**Try it**
Each record is to be repeated exactly as it stands below.

**Data for this task**

PR #124, opened 2021-02-05
fix accidental invocation of _unsafe_load_tuple

jrevels:
This optimization was only meant to be used when the underlying data buffer was straight bytes. Looking at this, it might actually also be refactorable to be suitable in the more general case when `l.data isa Vector{D} && isbitstype(D)`, but AFAICT seems like that case wouldn't arise in practice that often (unless I'm mistaken).

Bumped the Project.toml to facilitate tagging after merging.

### DIFF
--- a/Project.toml
+++ b/Project.toml
@@ -1,7 +1,7 @@
 name = "Arrow"
 uuid = "69666777-d1a9-59fb-9406-91d4454c9d45"
 authors = ["quinnj <quinn.jacobd@gmail.com>"]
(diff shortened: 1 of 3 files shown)


quinnj (approved):
I'll admit I didn't fully understand the original optimization here well enough; I agree that this is a good fix for now, but it would be nice to generalize the fastpath more when the type sizes match. It should be very straightforward to get pointers to Arrow.Primitive if needed to enable this.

**Task solution**
PR #124, opened 2021-02-05
fix accidental invocation of _unsafe_load_tuple

jrevels:
This optimization was only meant to be used when the underlying data buffer was straight bytes. Looking at this, it might actually also be refactorable to be suitable in the more general case when `l.data isa Vector{D} && isbitstype(D)`, but AFAICT seems like that case wouldn't arise in practice that often (unless I'm mistaken).

Bumped the Project.toml to facilitate tagging after merging.

### DIFF
--- a/Project.toml
+++ b/Project.toml
@@ -1,7 +1,7 @@
 name = "Arrow"
 uuid = "69666777-d1a9-59fb-9406-91d4454c9d45"
 authors = ["quinnj <quinn.jacobd@gmail.com>"]
(diff shortened: 1 of 3 files shown)


quinnj (approved):
I'll admit I didn't fully understand the original optimization here well enough; I agree that this is a good fix for now, but it would be nice to generalize the fastpath more when the type sizes match. It should be very straightforward to get pointers to Arrow.Primitive if needed to enable this.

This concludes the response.